Gilbert William Galvan Jr. (born  1957) is an American bank robber. Having spent many of his adult years in prison, Galvan fled to Canada where he assumed the name Robert Lee Whiteman and began a three-year spree robbing banks and jewelry stores. The media dubbed him the Flying Bandit and the Phantom Bandit. Galvan's exploits were the subject of a 1996 true crime book by Robert Knuckle, which was adapted into the 2022 film Bandit.

Criminal career 

In the United States, Galvan had embezzled from Western Union. In 1984, he escaped from prison in Michigan and fled to Pembroke, Ontario, where he took a new name, Robert Lee Whiteman, and claimed to be a computer salesman. He began robbing banks in 1984.

Galvan's method was to wear a disguise, carry a weapon (which he never fired during any of the robberies), and pass a note to a teller. Galvan would charter planes to travel to a main terminal, where he would transfer to an Air Canada flight. With this method, his luggage was transferred to the connecting flight without going through security, permitting him to transport the weapons he would use in his robberies. In some of his jewelry store robberies, Galvan had an accomplice.

Galvan robbed banks in every Canadian province except Prince Edward Island and Newfoundland. His takes ranged from $600 cash in his first robbery to $1.2 million in jewelry. His thefts totaled $251,333 in cash and more than $2 million in jewelry. Galvan was dubbed the Flying Bandit by Canadian media during his crime spree robbing banks and jewelry stores.

When Galvan and an accomplice stole $1.2 million in jewelry in Vancouver, they left behind a gun which police traced to a break-in in Ottawa.

A long-term investigation by police into stolen goods in the Ottawa area came across a man named Robert Whiteman fencing jewelry. Police determined that Whiteman had no social insurance number or birth certificate, but found a trail of credit-card receipts in that name. Comparing credit-card receipts and airline receipts led police to surveille Whiteman's residence in Pembroke where they gathered enough evidence to charge him.

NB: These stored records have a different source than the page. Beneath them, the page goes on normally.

PR #557, opened 2025-08-23
feat: add link to admin panel on not-ready page

KIoppert:
image


zhmurov (approved):
check_admin(...) may be useful elsewhere as well

Issue #807, opened 2023-04-25
FDN DoT/DoH Servers


hucste:
Since 04/19/2023, the FDN — French Data Network — an association to promote Open Internet and Usenet, published new DoT and DoH services! 
_(this is too an ISP)_

⇒ On port 853 for DoT:
IPv4 Adresses: 
- 80.67.169.12
- 80.67.169.40

IPv6 Adresses:
- 2001:910:800::12
- 2001:910:800::40

⇒ for DoH: 
- https://ns0.fdn.fr/dns-query
- https://ns1.fdn.fr/dns-query

See more informations (in French): https://www.fdn.fr/ouverture-des-services-dot-doh/

jedisct1:
Do you mind submitting a pull request with a proper description and stamps?

hucste:
I dont known how to do this!?

hucste:
> Do you mind submitting a pull request with a proper description and stamps?

If you explain me where put the proper description and how to obtain stamps, it could certainly be possible ;)

jedisct1:
The only files to update are:

`v3/public-resolvers.md`

and if your server also accepts ODoH, `v3/odoh-servers.md` as well.

Other versions of the list will be automatically updated from the `v3` one.

The DNS proxy should print the stamps when it starts, or somewhere in the log files.
If not, you can use the [online calculator](https://dnscrypt.info/stamps/)

Also see the [operational recommendations for DoH servers](https://github.com/dnscrypt/doh-server#operational-recommendations) and [how to get certificate hashes](https://github.com/dnscrypt/doh-server#dns-stamp-and-certificate-hashes).

PR #862, opened 2023-12-06
add FDN public-resolvers

GannonTdW:
Hello,

Add fdn public resolver DoT and DoH (mentioned in https://github.com/DNSCrypt/dnscrypt-resolvers/issues/807)

Don't hesitate to tell me any mistakes.


jedisct1:
Are you affiliated with them?

These servers used to be in the list, but they asked to be removed:

> Please remove our public resolver from the list
>
> We've been suffering from an *heavy* traffic from dnscrypt-proxy users. Our little infrastructure isn't ready to have its place on this list.
> 
> We'd be glad if you can remove our proxy from it.
> 
> Thanks for your understanding.

That was circa 2019. Have things changed?

jedisct1:
Ah, my bad, that was another French provider called "42l.fr".

jedisct1:
FDN resolvers have been added.

PR #870, opened 2024-01-15
adding tirapan.top doh servers

demarcush:


jedisct1:
I can't connect to it either when `http3 = true` is set.

PR #874, opened 2024-01-23
Add ns2.ksol.io public resolver

karolyi:


jedisct1:
... and it's fast and works perfectly well.

Thank you for operating that resolver!

karolyi:
Cheers and keep up the good work, let's keep the internet decentralized. :)

PR #875, opened 2024-01-28
dct-at shut down

dct-infra:
The server will remain active for a few days post removal.


jedisct1:
Thank you for having operated that resolver and for the heads up!

PR #886, opened 2024-03-24
Update odoh-servers.md

kokial:
Now targets and relays share the same domain


jedisct1:
Thanks for the update!

PR #890, opened 2024-04-09
updated fluffycat-fr-01

skynet2077:
Apologies for the inconvenience, I accidentally deleted the state file for fluffycat-fr-01 during an update and thus had to regenerate it. They are now backed up for both servers, so it won't happen again :)


jedisct1:
No problem, that happens to all of us!

PR #894, opened 2024-05-05
Re-adding tirapan.top

demarcush:
Problem with caddy and h3:
https://github.com/caddyserver/caddy/issues/5086#issuecomment-2094529691

Problem with DoH proxy:
https://github.com/m13253/dns-over-https?tab=readme-ov-file#known-issues

So unless anyone can suggest a way to simultaneously have the two of them (https server and DoH proxy) listen on 443, all I can do is wait for them to get fixed/implemented.


jedisct1:
Not sure what the compatibility issues are with the DoH server you linked. Maybe try [doh-server](https://github.com/DNSCrypt/doh-server)?

jedisct1:
HTTP/2 is fine. HTTP/3 is blocked in many places.

jedisct1:
QUIC and HTTP/3 are finally coming to the Go standard library: https://pkg.go.dev/golang.org/x/net/quic

This is going to make it way easier for software like Caddy to support these.

jedisct1:
@demarcush All you need is make sure that queries for `/.well-known/odohconfigs` are also routed to the DoH server.

You can then test with the stamp `sdns://BQcAAAAAAAAAC3RpcmFwYW4udG9wEC9ub21lbi1xdWFlc2l0dW0` and an ODoH relay.

PR #896, opened 2024-05-06
Remove tirapan from opennic source

demarcush:
tirapan is no longer an opennic resolver.


jedisct1:
The file is automatically created from the `opennic.subset` list.

Removed, thank you!

PR #897, opened 2024-05-06
Update Adguard

demarcush:
Updated Adguard, including:
- Replacing IP addresses as VHOSTs, because Adguard has IP SAN for its IPv4 addresses
- Adding both reachable IPs for every resolver type.
- Sorting ~~and renaming~~


jedisct1:
Do these entries need to be renamed?

This is going to cause a disruption for people currently using adguard.

PR #900, opened 2024-05-12
More IP SANs, More IPv6

demarcush:
Be sure to take your time as I'm submitting this as a draft first, it's a huge PR.

The goal is to improve the reachablity of servers with using SANs and IPv6, and also correcting mistakes here and then.

Why using IP SANs? Anti-censorship reasons; State actors around the world has started blocking DoH traffic with SNI inspection, removing that single point of failure in the chain results in such actors resort to active probing and/or blocklisting IP ranges, both of which are costly enough to reduce the incentive for them to do as such.


jedisct1:
prcheck found errors: https://github.com/DNSCrypt/dnscrypt-resolvers/actions/runs/9056401552/job/24878890291?pr=900#step:3:916

But yes, splitting this into multiple PRs doing only one class of changes at a time would be much better.

PR #901, opened 2024-05-12
Add NIC.CZ

demarcush:


jedisct1:
Did you test it?

It used to be there, but [was removed in 2022](https://github.com/DNSCrypt/dnscrypt-resolvers/commit/8869baf0fb5ec4d1205a6bdd4027271e07cee2d0) due to broken responses.

jedisct1:
Thank you!

But shouldn't the name be `nic.cz` rather than `cz.nic`?

PR #119, opened 2019-10-17
Replace static Swagger 2 with Swagger 3 from NPM

mihailradkov:


hudson-onto:
Build finished.

hudson-onto:

PR #120, opened 2019-10-18
Gdb 3973 create cypress tests for graph replacement

antonsgeorgiev:
Added additional tests for graph data replacement under different conditions.


svilenvelikov:
What happened to this MR? Can we merge it?

PR #121, opened 2019-10-18
Define modules as plugins and load them on demand

svilenvelikov:
* Part 1: Lazy loading implementation + defining plugins for all modules except the cluster management which is dynamically imported anyway.
  * Implement lazy loading for the modules based on the route state.
  * Define plugins for the route provider for all modules.
  * Define plugins for the menu for all modules.
  * Add /docs folder and developers-guide.md
* Part 2: Refactor all modules to untie them from each other in order to allow indipendent deployment of any module. The only dependencies usually should be third party libraries, angularjs stuff, workbench common components - like the rest clients, generic directives, utilities and so on.
* Other changes:
  * Extracted RdfRanRestService.
  * Refactored paginations directive to decouple it from the namespaces and export modules. Also moved it as a generic directive in a separate package.
  * Removed some unused route states and page templates.
  * Removed all empty directive definitions in modules.
  * Merged modules with their dependencies where they were set in separated files.
  * Removed many unused dependencies injected in components.

Jira: https://ontotext.atlassian.net/browse/GDB-3947


src/js/angular/core/directives.js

When he was arrested in 1987, Galvan said he had planned to confess to his wife and move with her to the Turks and Caicos Islands.

Galvan pled guilty to 59 armed robberies in Canada, plus 17 related charges. In 1988, Galvan was sentenced to 20 years. He was deported from Canada to prison in Wisconsin in 1994 and released in 1998. After his release, he robbed a bank in McHenry, Illinois in December 2000 and April 2001, for which he was sentenced to 15 years. In December, 2014, Galvan was released from federal custody.

In May, 2015, Galvan was arrested for retail theft in Barrington, Illinois, and was sentenced to 50 days in jail.

In popular culture 

Robert Knuckle published The Flying Bandit, Bringing Down Canada's Most Daring Armed Robber in 1996.

In 2005, the Canadian true crime series Masterminds (Canadian TV series) featured Galvan's exploits in episode 39.

Galvan's crimes were fictionalized in the 2022 film Bandit, starring Josh Duhamel who met with Galvan during filming. Duhamel said Galvan told him that he had "wanted to create a life and family, and his only option in his mind was to start robbing banks."

Personal life 

Galvan and his wife, whom he met in Ottawa, were married in Hamilton, Bermuda and had at least two children.